Although preliminary even tentative the Bureau's Employment Situation Summary suggests that high-value knowledge jobs are being replaced with low-value service and manual-labor jobs. The ensuing loss of income to American workers will surely outweigh the lower prices outsourcing engenders.
If I refuse to genuflect to this brave new world, it's because the idea of living in communities where applied scientists are unemployed while colonic hydrotherapists thrive isn't particularly enthralling. I'll leave it to the motion obsessed, ever-evolving Ms. Postrel to celebrate that kind of future.
I've found another CIA source that gives the GDP of China in 2003 to be $5,000 per capita "measured on a purchasing power parity basis".

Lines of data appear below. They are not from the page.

PR #2444, opened 2023-03-21
fix: Deactivating sub attributes of IMs does not work int edit drawer - Meeds-io/meeds#797 - EXO-63174 (#2427)

Jihed525:
prior to this change, deactivated and invisible IMs are displayed in the user profile's edit contact info drawer since they are not restricted from being displayed after this change, deactivated and invisible IMs are not displayed anymore

(cherry picked from commit 1f47b9bdb6fb4ad329969f120bf6ab9e4df462bf)


rdenarie (changes requested):
This fix contains 2 commits in the task, I think one is missing

rdenarie (approved):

GDP per capita in the U.S. in 2003 was around $37,000.
China has a long way to go before they have an equivalent GDP to ours. IMV, they will never do it without a large evolution toward freedom. A country that is highly free is not a danger to other countries.
Okay, but that was not your original comment.
A 2 bedroom apartment in China would rent for 10 U.S. dollars a month (purchasing power adjusted) because it is a 2 bedroom apartment in a Communist Country.
Cut out a piece of turf in this country, make it communist and then try to rent a room for more than $10 a month, XBoob.
Your premise is false. Your conclusion is false.
Okay, but that was not your original comment.
My original comment was to compare China's GDP per capita with the U.S. GDP per capita.
So instead of it being a $4,400 vs. $37,000 comparison, it was a $5,000 vs. $37,000 comparison.
My point remains the same.
Will China initiate a new Pearl Harbor style attack? And - will we be able to win this one?
Reagan also wasn't averse to using a little protectionism from time to time when necessary. Like in order to save Harley-Davidson from being driven out of business, for example.
Sorry - it is your premis that the purchasing power, when listed in the same currency, is at parity. And it is pretty obvious, if you had a clue. Based on salaries, my driver made $150 per month. So his apartment cost him 6% of his monthly salary. So, an for an equivalent amount of work, an equivalent apartment, at $500 per month, a driver here would have to be paid $8333 per month.
Clue to you -- Cost of Living and Purchasing Power Parity are two different things.
I thought it was obvious.
Per capita usage of steel in this country is four times has high as the per capita use of steel in China. Why don't you look it up?
Ah...but you heard it on the radio -- you are a dupe!